Canadian AML controls a practice used to hide the origin of funds or assets obtained through unlawful means. The complete regs modifying the Proceeds of Crime (Money Laundering and Terrorist Financing Act) Regulations were just made public by FINTRAC. Given the size and depth of the Regulations’ modifications, regulated entities (REs) will have to completely rewrite their monitoring and implementation processes and policies.
Canadian aml legislation shows that authorities are adjusting to the financial services sector’s growing dynamic nature, particularly in light of the introduction of new technologies like electronic money and electronic payment remittance systems.
The following are some key conclusions from the Regulations’ legislative changes:
As was to be expected, the rules governing MSB have been changed by explicitly distinguishing between domestic and international MSBs. The term “MSB” also uses to refer to businesses that trade in virtual currencies in addition to its more traditional meaning. This covers people who run digital currency platforms, offer digital wallets, and offer transfer services related to digital currency. These individuals must now register with FINTRAC and follow specific MSB requirements.
The range of circumstances when an MSB is needed to ascertain beneficial ownership has been expanded. This covers ongoing contracts for international electronic funds transfers as well as service contracts for money order redemption. Additionally, reasonable steps must be taken to verify the veracity of beneficial ownership data both at the time the data is originally obtained and through continuous monitoring. This adjustment was made as a result of FINTRAC’s considerations. This clause is intended to cover situations in which, as a result of continued monitoring, it becomes apparent that the beneficial ownership data has changed throughout a relationship with the client.

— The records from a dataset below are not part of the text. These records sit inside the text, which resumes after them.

PR #2497, opened 2022-11-22
pb nexttasks validations

tkatzir:
## Status
- [ ] In Progress
- [x] Ready

## Related Issues
fixes: https://jira-hq.paloaltonetworks.local/browse/CIAC-3383


demisto_sdk/commands/common/hook_validations/playbook.py
```diff
@@ -314,19 +315,79 @@ def is_script_condition_branches_handled(self, task: Dict) -> bool:
...
+        Args:
+            task (dict): task json loaded from a yaml
+
+        Return:
+            bool. if the task's next tasks have more than just the default option.
+        """
+        is_default_not_only_condition_res: bool = True
+        next_tasks: Dict = task.get('nexttasks', {})
+
+        if len(next_tasks) == 1:
```
idovandijk, line 360: Actually, it doesn't matter if the length of next_tasks is 1. The conditional task may have 3 next_tasks with "Else" label, which is also a problem. The check should verify whether the next_tasks have labels other than "Else". If not - error.

idovandijk (commented):
Great validations, please see my comment

demisto_sdk/commands/common/hook_validations/playbook.py
tkatzir: https://github.com/demisto/demisto-sdk/pull/2497/commits/5e676671ffcd634df2b18811c0f217738525ed04

idovandijk: I phrased myself completely wrong. I meant:
Doesn't matter the amount of next_tasks. If ALL of the next_tasks (whether 1 out of 1, or 3 out of 3) lead to "Else" - it should be an error, because we can't have paths only for "else"

idovandijk (approved):
Looks good!

PR #2508, opened 2022-11-27
adding default path to xpanse id set

daryakoval:


demisto_sdk/commands/create_id_set/create_id_set.py
```diff
@@ -85,8 +86,12 @@ def create_command_to_implemented_integration_map(self):
 
     def save_id_set(self):
         if not self.output:
-            self.output = MP_V2_ID_SET_PATH if self.marketplace == MarketplaceVersions.MarketplaceV2.value \
-                else DEFAULT_ID_SET_PATH
+            if self.marketplace == MarketplaceVersions.MarketplaceV2:
+                self.output = MP_V2_ID_SET_PATH
+                if self.marketplace == MarketplaceVersions.XPANSE:
```
dorschw, line 91: wrong indentation?

demisto_sdk/commands/create_id_set/create_id_set.py
```diff
@@ -85,8 +86,12 @@ def create_command_to_implemented_integration_map(self):
...
+                    self.output = XPANSE_ID_SET_PATH
+                else:
+                    self.output = DEFAULT_ID_SET_PATH
```
dorschw, line 94: I'd replace it with self.output = {MarketplaceVersions.MarketplaceV2: MP_V2_ID_SET_PATH, MarketplaceVersions.XPANSE:XPANSE_ID_SET_PATH}.get(self.marketplace, DEFAULT_ID_SET_PATH)

demisto_sdk/commands/create_id_set/create_id_set.py
daryakoval: thanks, your reviews are the best

demisto_sdk/commands/create_id_set/create_id_set.py
daryakoval: It will break all the places we use self.output... mypy will not accept it.

Shellyber (approved):

Issue #2318, opened 2022-09-05
exists on disk, but not in 'origin/master'  error with absolute paths


ennozdd:
```
$ demisto-sdk validate -i Packs/mysweetpack/
You are using demisto-sdk 1.7.4.

Running in a private repository

================= Validating pack /home/ennozdd/ennozdd/Packs/mysweetpack =================

Validating /home/ennozdd/ennozdd/Packs/mysweetpack unique pack files
Got an error while trying to connect to git - Cmd('git') failed due to: exit code(128)
  cmdline: git show origin/master:/home/ennozdd/ennozdd/Packs/mysweetpack/pack_metadata.json
    stderr: 'fatal: Path '/home/ennozdd/ennozdd/Packs/mysweetpack/pack_metadata.json' exists on disk, but not in 'origin/master'.'
```

Even though the pack's location is given as a relative path, demisto-sdk chooses to go with its absolute path. Absolute paths seem to not work with git show it should use the relative form from the repo root. 

Example:
$ git show origin/master:/home/ennozdd/ennozdd/Packs/mysweetpack/pack_metadata.json
fatal: Path '/home/ennozdd/ennozdd/Packs/mysweetpack/pack_metadata.json' exists on disk, but not in 'origin/master'.
$ git show origin/master:Packs/mysweetpack/pack_metadata.json

https://stackoverflow.com/a/65783920

dorschw:
Hi @ennozdd, thanks for reporting this issue, this is tracked internally as [CIAC-4000](https://jira-hq.paloaltonetworks.local/browse/CIAC-4000)

upstart-swiss:
Also encountering this here and in CI. Any recommendation of how to better run the command to not have this error?

DinaMeylakh:
@ennozdd @upstart-swiss This is actually supposed to be handled by the line
```
relative_file_path = os.path.relpath(full_file_path, self.git_path())
``` 
where the function is defined by

```    
def git_path(self) -> str:
        git_path = self.repo.git.rev_parse('--show-toplevel')
        return git_path.replace('\n', '')
```

@ennozdd Could you run `git rev-parse --show-toplevel` and see if it returns '/home/ennozdd/ennozdd/' as expected?

Also, are you getting a message like the following?
```
Could not get local remote file because of: ...
Searching the remote file content with the API.
```
If so, it will be helpful if you could paste the message here.

[...]

PR #2513, opened 2022-11-28
nodisk error fixed

ennozdd:
## Status
- [ ] In Progress
- [x] Ready

## Related Issues
fixes: https://github.com/demisto/demisto-sdk/issues/2318

## Description
get_master_private_repo_meta_file function should either take relative path as argument or it should extract the relative form from the absolute path and work with it.

## Screenshots

## Must have
- [ ] Tests
- [ ] Documentation


demisto_sdk/commands/common/hook_validations/pack_unique_files.py
```diff
@@ -736,7 +737,7 @@ def get_master_private_repo_meta_file(self, metadata_file_path: str):
                 click.secho("Running on master branch - skipping price change validation", fg="yellow")
             return None
         try:
-            old_meta_file_content = current_repo.git.show(f'{self.prev_ver}:{metadata_file_path}')
+            old_meta_file_content = current_repo.git.show(f'{self.prev_ver}:{relative_file_path}')
```
DinaMeylakh, line 740: Let's be consistent here and get the file the same way we do everywhere else
```suggestion
            old_meta_file_content = get_remote_file(metadata_file_path, tag=self.prev_ver)
```

DinaMeylakh (changes requested):
Great Catch & Thanks for the contribution!
1. See my inline comments
2. Add a unit-test to `demisto_sdk/commands/common/tests/pack_unique_files_test.py`
3. Add a brief description of what you changed to the `Unreleased` section in the  `CHANGELOG.md` file

PR #2519, opened 2022-11-29
added cpu_count function

esharf:
## Status
- [x] Ready

## Related Issues
fixes: build resources issues

## Description
since we are running in a single machine we can’t use "all" the available cpus so we need to be able to decrease it.

## Must have
- [x] Tests

### DIFF
--- a/demisto_sdk/commands/common/cpu_count.py
+++ b/demisto_sdk/commands/common/cpu_count.py
@@ -1,12 +1,12 @@
 import os
 
-MAX_DEMISTO_SDK_THREADS = 'MAX_DEMISTO_SDK_THREADS'
+DEMISTO_SDK_MAX_THREADS = 'DEMISTO_SDK_MAX_THREADS'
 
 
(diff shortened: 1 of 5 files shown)


demisto_sdk/commands/common/cpu_count.py
```diff
@@ -0,0 +1,14 @@
...
+MAX_DEMISTO_SDK_THREADS = 'MAX_DEMISTO_SDK_THREADS'
+
+
+def cpu_count():
+    max_available_cpus = os.cpu_count() or 1
+    try:
+        max_allowed_cpus = int(os.environ[MAX_DEMISTO_SDK_THREADS])
+        requsted_cpus = min(max_allowed_cpus, max_available_cpus)
+        return max(1, requsted_cpus)
+    except Exception:
```
dorschw, line 12: Please specify the exceptions

dorschw (approved):

PR #2543, opened 2022-12-06
Support from/to version in XSIAM triggers

yaakovpraisler:
## Status
- [x] Ready

### DIFF
--- a/demisto_sdk/commands/common/content/objects/pack_objects/trigger/trigger.py
+++ b/demisto_sdk/commands/common/content/objects/pack_objects/trigger/trigger.py
@@ -41,7 +41,7 @@ class Trigger(JSONContentObject):
         created_files.extend(super().dump(dest_dir=dest_dir))
         new_file_path = created_files[0]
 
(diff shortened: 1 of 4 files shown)


anara123 (approved):

demisto_sdk/commands/common/content/objects/pack_objects/trigger/trigger.py
```diff
@@ -33,12 +34,36 @@ def type(self):
...
+
         created_files: List[Path] = []
         created_files.extend(super().dump(dest_dir=dest_dir))
         new_file_path = created_files[0]
-        if new_file_path.name.startswith('external-'):
-            copy_to_path = str(new_file_path).replace('external-', '')
+
+        if Version(self.get('fromversion', '0.0.0')) >= Version('6.10.0'):
+            # export XSIAM 1.3 items only with the external prefix
+            if not new_file_path.name.startswith('external-'):
```
dorschw, line 46: what if this condition does not hold?

PR #2544, opened 2022-12-07
Update README.md

Shellyber:
## Status
- [x] Ready

## Description
Updated find-dependencies command readme with missing flags.


Shellyber:
@tkatzir No. This is a command we usually use internally so it won't be on the main readme.

PR #2545, opened 2022-12-07
Fix Invocation of 'init-test-data' from 'test' Command

avidan-H:
## Status
- [x] Ready

## Description
When running the `demisto-sdk modeling-rules test` command on a modeling rule directory, if the associated testdata file does not exist, the invocation of `init-test-data` from within `test` did not work properly (this assumes that the original command is running in `--interactive` mode and that the user answers with the affirmative to the prompts asking the user if they'd like to generate a testdata file). The invocation of `init-test-data` would raise an exception _and_ when applying the changes to make it work, the log messages from the invocation were duplicated.
- Adds a unit test to check the above-described scenario.
- Adds the changes to invoke `init-test-data` properly from `demisto-sdk modeling-rules test` command.
- Adds logic to `init-test-data` to not call `setup_rich_logging` when invoked from the `test` command since rich logging has already been setup.

## Must have
- [x] Tests
- [ ] Documentation

### DIFF
--- a/demisto_sdk/commands/test_content/test_modeling_rule/tests/test_modeling_rule_test.py
+++ b/demisto_sdk/commands/test_content/test_modeling_rule/tests/test_modeling_rule_test.py
@@ -804,3 +804,66 @@ class TestTheTestModelingRuleCommandMultipleRules:
                     assert 'Mappings validated successfully' in result.stdout
         except typer.Exit:
             assert False, "No exception should be raised in this scenario."
+
+
+class TestTheTestModelingRuleCommandInteractive:
+
+    def test_no_testdata_file_exists(self, repo, monkeypatch, mocker, enable_logging):
+        """
+        Given:
+            - A modeling rule with no test data file.
+
+        When:
+            - The command is run in interactive mode.
+
+        Then:
+            - Verify we get a message saying the test data file does not exist.
+            - Ensure we are prompted  to create a test data file.
+            - The command returns with a non-zero exit code.
+            - Ensure the test data file was created.
+            - Ensure that the log output from creating the testdata file is not duplicated.
+        """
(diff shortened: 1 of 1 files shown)


demisto_sdk/commands/test_content/test_modeling_rule/init_test_data.py
```diff
@@ -67,7 +68,11 @@ def init_test_data(
     """
     Initialize or update a test data file for a modeling rule
     """
-    setup_rich_logging(verbosity, quiet, log_path, log_file_name)
+    # don't invoke rich logging if this is invoked from the "demisto-sdk modeling-rules test" command
+    # since it's already setup there
+    if not (ctx.parent and ctx.parent.info_name == 'test'):
```
tkatzir, line 73:
```suggestion
    if not (ctx.parent and ctx.parent.info_name and ctx.parent.info_name.lower() == 'test'):
```

demisto_sdk/commands/test_content/test_modeling_rule/test_modeling_rule.py
```diff
@@ -332,11 +333,25 @@ def validate_modeling_rule(
...
-                init_td = app.command()(init_test_data.init_test_data)
                 events_count = typer.prompt(
                     'For how many events would you like to generate templates?', type=int, default=1, show_default=True
                 )
-                init_td([mrule_dir], events_count)
+
+                from demisto_sdk.commands.test_content.test_modeling_rule.init_test_data import app as init_td_app
+
+                # the init-test-data typer application only has one command, so we can just get the first one
+                init_td_cmd_info = init_td_app.registered_commands[0]
```
tkatzir, line 343: No need to check that `len(init_td_app.registered_commands) > 0` ?

tkatzir (commented):
Good!
Some comments and questions.

tkatzir (approved):
Great!

PR #2557, opened 2022-12-11
add codeql

dorschw:


.github/workflows/codeql.yml
```diff
@@ -0,0 +1,41 @@
+name: "CodeQL"
+
+on:
+  push:
+    branches: [ "master" ]
+  pull_request:
+    branches: [ "master" ]
+  schedule:
+    - cron: "1 14 * * 4"
```
tkatzir: Every Thursday at 14:01? Why right before the weekend?

.github/workflows/codeql.yml
```diff
@@ -0,0 +1,41 @@
...
+    branches: [ "master" ]
+  pull_request:
+    branches: [ "master" ]
+  schedule:
+    - cron: "1 14 * * 4"
+
+jobs:
+  analyze:
+    name: Analyze
+    runs-on: ubuntu-latest
```
tkatzir, line 14: Do we **need** ubuntu?

tkatzir (commented):
Great!

.github/workflows/codeql.yml
dorschw: That's the suggested default. I don't mind using another.

tkatzir: Try alpine or debian.

PR #2612, opened 2022-12-25
Add linting api modules dependencies

DinaMeylakh:
## Status
- [ ] In Progress
- [x] Ready

## Related Issues
fixes: link to the issue

## Description

## Screenshots

## Must have
- [ ] Tests
- [ ] Documentation


demisto_sdk/commands/lint/lint_manager.py
```diff
@@ -74,24 +76,36 @@ def __init__(self, input: str, git: bool, all_packs: bool, quiet: bool, verbose:
...
         self.linters_error_list: list = []
 
+    def _get_api_module_dependent_items(self) -> list:
+        changed_api_modules = {pkg.name for pkg in self._pkgs if API_MODULES_PACK in pkg.parts}
+        if changed_api_modules:
+            dependent_items = []
+            for changed_api_module in changed_api_modules:
+                print(f'Checking for packages dependent on the modified API module {changed_api_module}...')
+                with Neo4jContentGraphInterface() as graph:
+                    api_module_node = graph.search(object_id=changed_api_module)[0]
```
dantavori, line 96: I think we can't assume there is a built graph (locally / on circle)
@ilaner let's discuss this tomorrow - maybe we need an inner check for this

dantavori (commented):
looks good!
need to discuss also if we want to temporarily keep the support in the ID set (so we can merge but don't use it on circle until we migrate to the graph there)

demisto_sdk/commands/content_graph/objects/script.py
```diff
@@ -25,3 +25,11 @@ def prepare_for_upload(self, marketplace: MarketplaceVersions = MarketplaceVersi
             data['nativeImage'] = supported_native_images
 
         return data
+
+    @property
+    def imported_by(self) -> list:
```
ilaner, line 30:
```suggestion
    def imported_by(self) -> List[Integration]:
```

demisto_sdk/commands/lint/lint_manager.py
ilaner: anyway, please wrap it in a try except clause, and handle a case which the object_id is not found the graph

DinaMeylakh:
@dantavori @ilaner we don't use the id set right now in circle anyway for lint (we don't create it) & I've tested the feature locally with graph and it worked :)  so I don't see a point in keeping support.

demisto_sdk/commands/content_graph/objects/script.py
DinaMeylakh: Changed to `List[BaseContent]` instead because that is what RelationshipData keeps:

``` 
class RelationshipData(BaseModel):
    relationship_type: RelationshipType
    source: BaseContent
    target: BaseContent

    # this is the attribute we're interested in when querying
    content_item: BaseContent
```

demisto_sdk/commands/lint/lint_manager.py
DinaMeylakh: @dantavori @ilaner Why can't we assume the graph is built?

I think this step should fail if the graph is not updated/created. That way we won't pass failing modules that import the api modules.

I raised an exception for an out of date graph file & I don't see sense in try excepting the graph errors just to raise them again, unless you say they are unreadable in which case I can add a print indicating the errors came from trying to interact with the content graph

DinaMeylakh:
@dantavori @ilaner I added `update_content_graph`, please review.

demisto_sdk/commands/lint/tests/linter_manager_test.py
```diff
@@ -763,3 +766,193 @@ def test_create_json_output_xsoar_linter(repo, mocker):
...
+    def __init__(self, path):
+        self.path = path
+
+
+class NodeMock:
+    def __init__(self, imported_by):
+        self.imported_by = imported_by
+
+
+@pytest.mark.parametrize(
```
dantavori, line 781: great tests 🥇

demisto_sdk/commands/lint/lint_manager.py
```diff
@@ -109,30 +114,56 @@ def __init__(
...
+        if changed_api_modules:
+            dependent_items = []
+            for changed_api_module in changed_api_modules:
+                print(
+                    f"Checking for packages dependent on the modified API module {changed_api_module}..."
+                )
+
+                with Neo4jContentGraphInterface() as graph:
+                    print("Updating graph...")
+                    update_content_graph(graph, use_git=True, dependencies=True)
```
dantavori, line 140: I'm okay to wait with merging until we implement automatic detection of the need to run update_content_graph() internally in the interface
@ilaner fyi

dantavori (approved):
awesome 👍🏽

PR #2619, opened 2022-12-26
Validate deprecation flag

dorschw:
- If an integration display name ends with `(Deprecated)`, make sure it has `deprecated: true` in its yaml (IN157)
- If an integration description matches the deprecation regex, make sure it has `deprecated: true` in its yaml (IN158)
- clean & improve unit test code

fixes: https://jira-hq.paloaltonetworks.local/browse/CIAC-4650


demisto_sdk/commands/common/errors.py
```diff
@@ -988,6 +990,16 @@ def invalid_hidden_attribute_for_param(param_name: str, invalid_value: str):
     def invalid_deprecated_integration_display_name():
         return 'The display_name (display) of all deprecated integrations should end with (Deprecated)".'
 
+    @staticmethod
+    @error_code_decorator
+    def invalid_integration_deprecation__only_display_name_suffix():
+        return 'All integrations whose display_names end with `(Deprecated)` must have `deprecated:true`.'
```
yaakovpraisler, line 996: Add a suggestion to run `format` with the flag `-d, --deprecate` to fully deprecate an content item

dorschw: done, thanks

yuvalbenshalom (approved):

PR #2182, opened 2025-05-15
Implement incremental count on publication creation #NP-47658

torbjokv:
This PR is based in a branch from Kir :-) thanks

If the post does not have a cristin id, on creation, this code will inject a syntetic one starting on 10 000 000 and upwards (cristin is on id 2 xxx xxx xxx today). Later we need to add code for migration and etc.


brinxmat (approved):

torbjokv:
> probably need to handle this with an exception in DataEntryUpdateEvent @truhacevkir ?

we've discussed and since batchscan uses ByCustomerResource(PK2, SK2) and this only populate PK/SK0, it should be fine

PR #2192, opened 2025-05-19
feature(resource-service): add synthetic cristin id on existing resou…

torbjokv:
…rces #NP-47659

### DIFF
--- a/publication-commons/src/main/java/no/unit/nva/publication/model/storage/ResourceDao.java
+++ b/publication-commons/src/main/java/no/unit/nva/publication/model/storage/ResourceDao.java
@@ -49,6 +49,7 @@ public class ResourceDao extends Dao
     implements JoinWithResource, JsonSerializable, DynamoEntryByIdentifier {
     
     public static final String CRISTIN_SOURCE = "Cristin";
+    private static final String NVA_SOURCE = "nva";
     public static final String TYPE = "Resource";
     private static final String BY_RESOURCE_INDEX_ORDER_PREFIX = "a";
     private static final String STATUS_FIELD = "status";
@@ -245,11 +246,15 @@ public class ResourceDao extends Dao
     }
 
     private boolean isCristinIdentifier(AdditionalIdentifierBase identifier) {
-        return nonNull(identifier) && identifier instanceof CristinIdentifier && isCristinSource(identifier);
+        return nonNull(identifier) && identifier instanceof CristinIdentifier && (isCristinSource(identifier) || isNvaSource(identifier));
     }
 
     private static boolean isCristinSource(AdditionalIdentifierBase identifier) {
         return identifier.sourceName().toLowerCase(Locale.ROOT).contains(CRISTIN_SOURCE.toLowerCase(Locale.ROOT));
+    }
+
+    private static boolean isNvaSource(AdditionalIdentifierBase identifier) {
+        return identifier.sourceName().toLowerCase(Locale.ROOT).contains(NVA_SOURCE);
     }
 
     //TODO: All AdditionalIdentifiers with Cristin source should be migrated to CristinIdentifier's
--- a/publication-commons/src/main/java/no/unit/nva/publication/model/storage/ResourceDao.java
+++ b/publication-commons/src/main/java/no/unit/nva/publication/model/storage/ResourceDao.java
@@ -229,11 +229,15 @@ public class ResourceDao extends Dao
                                                                                           String source) {
         return getResource().getAdditionalIdentifiers().stream().filter(identifierType::isInstance)
                    .map(identifierType::cast)
-                   .filter(identifier -> identifier.sourceName()
-                                             .toLowerCase(Locale.ROOT)
-                                             .contains(source.toLowerCase(Locale.ROOT)))
+                   .filter(identifier -> containsIgnoringCase(identifier.sourceName(), source))
                    .map(AdditionalIdentifierBase::value)
                    .findFirst();
+    }
+
+    private static boolean containsIgnoringCase(String input, String search) {
+        return input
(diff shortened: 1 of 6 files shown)


torbjokv:
wait until @joachimjorgensen and @truhacevkir have migrated prod before taking this in

publication-commons/src/main/java/no/unit/nva/publication/model/storage/ResourceDao.java
```diff
@@ -187,76 +189,64 @@ public List<TicketDao> fetchAllTickets(AmazonDynamoDB client) {
...
-        String cristinIdentifierValue = Optional.ofNullable(getResource().getAdditionalIdentifiers())
-                                            .stream()
-                                            .flatMap(Collection::stream)
-                                            .filter(this::keyEqualsCristin)
-                                            .map(AdditionalIdentifierBase::value)
-                                            .collect(SingletonCollector.collectOrElse(null));
-        return Optional.ofNullable(cristinIdentifierValue);
+        return getAdditionalIdentifier(CristinIdentifier.class, CRISTIN_SOURCE)
+                   .or(() -> getAdditionalIdentifier(AdditionalIdentifier.class, CRISTIN_SOURCE))
+                   .or(() -> getAdditionalIdentifier(CristinIdentifier.class, BRAGE_SOURCE))
```
torbjokv, line 222: So, this is a cristin-id orginating from brage. Is it better or worse to have than not have? @truhacevkir @brinxmat this is mostly used for import for now, so in terms of import, how bad would a wrongly user entered value be here vs giving up all correctly entered values. I guess its ok? all values is still saved to identifiers list, so we can redo this later with a new batch scan.

torbjokv: btw this output is used to populate PK4

brinxmat: IIRC, we have seen bad values from Brage. I don't think it makes any sense at all to include identifiers from Brage as if they are from Cristin. If they are from Cristin, then they will be joined in a record with the correct identifier from Cristin — right, @truhacevkir? We shouldn't accept hearsay :)

brinxmat: It strikes me that we should not call this value "CristinIdentifier" because it isn't what it is — it is an identifier from a numeric sequence…some of which existed in a system somewhere in the distant past…. It ceased to be a CristinIdentifier the second we inserted the data into a key role in the DB

publication-commons/src/main/java/no/unit/nva/publication/model/storage/ResourceDao.java
```diff
@@ -187,76 +189,64 @@ public List<TicketDao> fetchAllTickets(AmazonDynamoDB client) {
...
+                   .or(() -> getAdditionalIdentifier(CristinIdentifier.class, NVA_SOURCE));
+    }
+
+    private <T extends AdditionalIdentifierBase> Optional<String> getAdditionalIdentifier(Class<T> identifierType,
+                                                                                                  String source) {
+        return getResource().getAdditionalIdentifiers().stream().filter(identifierType::isInstance)
+                   .map(identifierType::cast)
+                   .filter(identifier -> identifier.sourceName()
```
brinxmat, line 230: pull filter out "containsIgnoringCase"

publication-commons/src/main/java/no/unit/nva/publication/model/storage/ResourceDao.java
```diff
@@ -187,76 +189,70 @@ public List<TicketDao> fetchAllTickets(AmazonDynamoDB client) {
...
     }
-    
+
     @JsonProperty(RESOURCES_BY_CRISTIN_ID_INDEX_PARTITION_KEY_NAME)
     public String getResourceByCristinIdentifierPartitionKey() {
         return extractCristinIdentifier().isEmpty() ? null
-                   : CRISTIN_IDENTIFIER_INDEX_FIELD_PREFIX + KEY_FIELDS_DELIMITER + extractCristinIdentifier();
+                   : CRISTIN_IDENTIFIER_INDEX_FIELD_PREFIX
+                     + KEY_FIELDS_DELIMITER
+                     + extractCristinIdentifier().orElseThrow();
```
torbjokv, line 198: @truhacevkir I hope moving from CristinIdentifier:Optional[10000026] to CristinIdentifier:10000026 in DB does not imply problems in import :-)

publication-commons/src/main/java/no/unit/nva/publication/model/storage/ResourceDao.java
torbjokv: yes, at least on the "outside" CristinIdentifier should not be exposed as is, but do we want to change it now?, but on the inside of our system cristin will probably live for a while, so I think it is ok within our services and confusing to call it something else. While the synthetic identifiers is not really a cristin identifiler, we still want it to behave as one, so maaaaybe ok? Our goal is hopefully to remove this ID at some point in time

brinxmat (approved):

publication-commons/src/main/java/no/unit/nva/publication/model/storage/ResourceDao.java
truhacevkir: We use "CristinIdentifier" from brage when looking up for existing publication. For now we first create Publication with CristinIdentifier when importing from Brage, and then using "CristinIdentifier" to look up for existing publication. I dont think we want to change it now, sprint before we will migrate :)

truhacevkir (approved):

PR #2198, opened 2025-05-21
NP-49190 Add FilesApprovalThesis to create meassage handler

joachimjorgensen:


messages/src/main/java/no/unit/nva/publication/messages/create/NewCreateMessageHandler.java
```diff
@@ -80,7 +80,7 @@ private static boolean userHasPermissionToCreateMessageForTicket(PublicationPerm
                                                                      TicketEntry ticketDto) {
         return switch (ticketDto) {
             case DoiRequest ignored -> permissionStrategy.allowsAction(DOI_REQUEST_CREATE);
-            case PublishingRequestCase ignored -> permissionStrategy.allowsAction(PUBLISHING_REQUEST_CREATE);
+            case FilesApprovalEntry ignored -> permissionStrategy.allowsAction(PUBLISHING_REQUEST_CREATE);
```
truhacevkir, line 83: It should you use `approve-files` allowed operation

truhacevkir (approved):

messages/src/main/java/no/unit/nva/publication/messages/create/NewCreateMessageHandler.java
joachimjorgensen: You sure? This means that contributor cannot write messages

PR #2205, opened 2025-05-22
Log number of publications found for channel with batch update

joachimjorgensen:


truhacevkir (approved):

publication-event-handlers/src/main/java/no/unit/nva/publication/events/handlers/batch/PublicationChannelsBatchUpdateService.java
```diff
@@ -26,6 +27,8 @@ public void updateChannels(ChannelUpdateEvent event) {
         var identifier = event.getChannelIdentifier();
         var publicationChannels = listAllPublicationChannelsWithIdentifier(identifier);
 
+        logger.info(FOUND_PUBLICATIONS_WITH_CHANNEL_MESSAGE, publicationChannels.size(), identifier);
```
truhacevkir, line 30: I would log all identifiers, so you are sure that the one you are missing is not present in list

The exclusions to document holding and proof of identity currently are now also applicable to public trusts. For widely owned or publicly traded trusts, particularly, the Regulations mandate that a RE acquire the names of all trustees as well as the identities and addresses of anybody who either directly or indirectly owns or controls 25% and more of the trust’s units.
The issuance of prepaid cards by banking firms and life insurance organizations is currently governed. These documents must contain information on the account owner and users, the nature of their business, account requests, item receipts, and company documents.
Electronic money is described as “a digital form of value that may be utilized for commercial uses and can be easily exchanged for money or for other digital money that can easily be exchanged for finances” or keys. The second portion of the term now contains the term “private keys,” which presumably includes those that hold e-wallets. The new term now covers indications of value for “investment purposes,” which could include specific kinds of ICOs.
Following the new Canadian aml regulations, REs must inform FINTRAC of suspicious transactions “as soon as practically possible” after determining whether there are good reasons to believe that a transfer or attempted transaction relates to money laundering or terrorism financing. As of right now, the Laws dictate that a RE submit an STR no later than 30 days after establishing a substantial basis to believe that a transfer or attempted transaction relates to money laundering or terrorist financing. The distinction is that, to better understand how REs react in these situations, FINTRAC will decide what “as quickly as practically practicable” means for each case.
The term “electronic funds transfer” (or “EFT”) is defined to cover instructions sent and collected by the same individual or organization. The sending of the order to move cash is all that is necessary, as in the current interpretation, for a trade to qualify as an EFT rather than the real transfer of money.
Instead of what was formerly referred to as “customers,” credit card providers are now obligated to gather information about “account holders.” For currency conversion activities about the account, some REs will now need to keep track of foreign transaction receipts. For foreign EFTs in association with credit cards, REs must additionally keep EFT records.
There is presently an obligation to record big money transfers and EFTs if the operation is for more than $10,000 Canadian or if there have been many smaller payments for the same individual or company throughout 24 hours totalling $10,000 Canadian or more. Such transfers will be treated as a single transaction.
The Law no longer demands that an identity document be “original,” which is a welcome change. A RE will be required to rely on an ID that is “valid, legitimate, and current” instead.
To know more about business and AML in Canada, we advise you to contact our specialists’ team.